# Help, cat waking me up at 5am



## Helen Urie (Jul 27, 2017)

Hi - this has been a new thing over the last two weeks but at 5am every morning my cat is jumping on me and won't give up until I feed him. I am doing the whole ignoring him thing until 6.30am but I am currently like a zombie.

He's just over one year old. He is on 100% wet food (catz finefood purr). I'm giving him 4 pouches a day (recommended amount is 3). He is not overweight and vet said it was ok to give him more as he has lots of energy.

Current feeding schedule is 6.30am (killing me), 1pm, 7pm and 10pm (right before bedtime). 

I also play with him lots. Before work, someone comes in at lunchtime for 40 mins and between 7 and 10 in the evening I pretty much spoil him. So his energy should be burned.

I would be happy to feed him less regularly but even then he's chomping at the bit for more food.

I'm wondering if I should leave out some dry food at night?

Thoughts pls


----------



## Helen Urie (Jul 27, 2017)

oh and now he's fed he's fallen straight back to sleep


----------



## Yorkshirecats (Oct 5, 2016)

Hey- how about putting some in an autofeeder timed to release at about 4am?


----------



## chillminx (Nov 22, 2010)

I agree with Yorkshirecats - an autofeeder with wet food in is a good idea.

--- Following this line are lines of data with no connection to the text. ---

PR #18727, opened 2024-04-19
[bgp] Add support to explicitly specify bgp router id for single asice device

yaqiangz:
#### Why I did it
HLD: https://github.com/sonic-net/SONiC/pull/1643
Add support to explictly specify bgp router id for single asic device

##### Work item tracking
- Microsoft ADO **(number only)**: 27674485

#### How I did it
1. When bgp_router_id configured in DEVICE_METADATA, use it as bgp router-id.
2. Remove the hard dependency on loopback0 ipv4 address when adding bgp peer.
3. Add UTs.

**Behavior of set bgp router-id**

To be clarified that when bgp router-id hasn't been explicitly set, bgp actions would totally like previous

|           | Loopback0 IPv4 address exists | Loopback0 IPv4 address doesn't exist |
|--------------|-------|------------|
| bgp_router_id configured | Honor bgp_router_id | Honor bgp_router_id |
| bgp_router_id doesn't be configured | Honor Loopback0 IPv4 address | FRR default router ID value is selected as the largest IP address of the device. When router zebra is not enabled bgpd can’t get interface information, so router-id is set to 0.0.0.0 |

**Behavior of add bgp peer**

To be clarified that when bgp router-id hasn't been explicitly set, bgp actions would totally like previous

|          | Loopback0 IPv4 address exists | Loopback0 IPv4 address doesn't exist |
|--------------|-------|------------|
| bgp_router_id configured | Add BGP peer | Add BGP peer |
| bgp_router_id doesn't be configured | Add BGP peer | Do not add BGP peer |

#### How to verify it
UT passed.
Run bgp related test in sonic-mgmt

- [ ] 201811
- [ ] 201911
- [ ] 202006
- [ ] 202012
- [ ] 202106
- [ ] 202111
- [ ] 202205
- [ ] 202211
- [ ] 202305

- [ ] 
- [ ]

### DIFF
--- a/src/sonic-bgpcfgd/bgpcfgd/managers_bgp.py
+++ b/src/sonic-bgpcfgd/bgpcfgd/managers_bgp.py
@@ -106,7 +106,6 @@ class BGPPeerMgrBase(Manager):
 
         deps = [
             ("CONFIG_DB", swsscommon.CFG_DEVICE_METADATA_TABLE_NAME, "localhost/bgp_asn"),
-            ("CONFIG_DB", swsscommon.CFG_LOOPBACK_INTERFACE_TABLE_NAME, "Loopback0"),
             ("CONFIG_DB", swsscommon.CFG_BGP_DEVICE_GLOBAL_TABLE_NAME, "tsa_enabled"),
             ("LOCAL", "local_addresses", ""),
             ("LOCAL", "interfaces", ""),
@@ -168,9 +167,11 @@ class BGPPeerMgrBase(Manager):
         bgp_asn = self.directory.get_slot("CONFIG_DB", swsscommon.CFG_DEVICE_METADATA_TABLE_NAME)["localhost"]["bgp_asn"]
         #
         lo0_ipv4 = self.get_lo_ipv4("Loopback0|")
-        if lo0_ipv4 is None:
+        if (lo0_ipv4 is None and "bgp_router_id"
+            not in self.directory.get_slot("CONFIG_DB", swsscommon.CFG_DEVICE_METADATA_TABLE_NAME)["localhost"]):
             log_warn("Loopback0 ipv4 address is not presented yet")
             return False
+
         #
         if self.peer_type == 'internal':
             lo4096_ipv4 = self.get_lo_ipv4("Loopback4096|")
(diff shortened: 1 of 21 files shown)


yaqiangz:
Hi @StormLiangMS Could you please help to review this PR?

StormLiangMS:
1. first one is a question, what's the issue this design is to address? To avoid bgp breakage due to the loopback0 ip is not configured? What's the use case? @yaqiangz Why we assume loopback0 ip is not configured, but bgp_router_id is configured?

StormLiangMS:
In this PR, no multi asic, it would be a separate PR?

src/sonic-bgpcfgd/bgpcfgd/managers_bgp.py
```diff
@@ -168,9 +167,11 @@ def add_peer(self, vrf, nbr, data):
         bgp_asn = self.directory.get_slot("CONFIG_DB", swsscommon.CFG_DEVICE_METADATA_TABLE_NAME)["localhost"]["bgp_asn"]
         #
         lo0_ipv4 = self.get_lo_ipv4("Loopback0|")
-        if lo0_ipv4 is None:
```
StormLiangMS, line 171: is that possible the loopback0 interface comes after bgpcfgd start? in that case, if we don't wait for this loopback interface up, it can't get the lo0 ip.

yaqiangz:
> In this PR, no multi asic, it would be a separate PR?

Yes

src/sonic-bgpcfgd/bgpcfgd/managers_bgp.py
yaqiangz: It get lo0 ip from config_db https://github.com/sonic-net/sonic-buildimage/blob/3db62a0c6f064cc1e53ecf5f223d5165010dc175/src/sonic-bgpcfgd/bgpcfgd/managers_bgp.py#L324
I don't think there is a scenario that we want loopback0 ipv4 but it is not shown in config_db

StormLiangMS: hi @yaqiangz I mean is there a race condition between bgp startup and the population of loopback config to the config_db? If we remove the dependency, and bgp startup before the loopback config populated into the config_db could cause issue.

yaqiangz: If I understand correctly, your concern is table subscription for interest table changed? The table change subscription is defined in [main.py](https://github.com/sonic-net/sonic-buildimage/blob/master/src/sonic-bgpcfgd/bgpcfgd/main.py#L49) (DEVICE_METADATA and LOOPBACK_INTERFACE are both subscribed). We didn't change this part. The dependency is a condition for **whether to invoke handler function when subscription table changes (Checked by func `self.directory.available_deps`) [manager.py](https://github.com/sonic-net/sonic-buildimage/blob/master/src/sonic-bgpcfgd/bgpcfgd/manager.py#L41)**. We removed this dependency is to **enable add bgp peer when Loopback v4 address doesn't exist**

yaqiangz:
> 1. first one is a question, what's the issue this design is to address? To avoid bgp breakage due to the loopback0 ip is not configured? What's the use case? @yaqiangz Why we assume loopback0 ip is not configured, but bgp_router_id is configured?

As HLD said, we want to remove the strong coupling of configuring router id and Loopback ipv4 address.

StormLiangMS (approved):
LGTM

The eight and a half hour gap between the 10 pm feed and the 6.30 pm is a bit too long I think. Particularly in cold weather, as cats use food to maintain their body temperature.

As he is fed at 7 pm he doesn't really need a big meal 3 hrs later at 10 pm. So maybe a snack at 10 pm and then a good size meal in an autofeeder to open at around 2.30 am. I wouldn't give him dry food as you may find he gets overweight, on top of the wet food.

4 pouches a day of Catz Finefood is 340 grams a day (as I recall the pouches are only 85 grams, not 100 grams) sounds right to me for his age and level of energy. My girls (small cats) were eating 350 grams of wet food a day at his age. My boys (big lads) were eating 400 grams a day at a similar age. Your cat still has a lot of growing to do, and as he is not overweight you can safely continue with the same amount, even give a bit more if he is very hungry.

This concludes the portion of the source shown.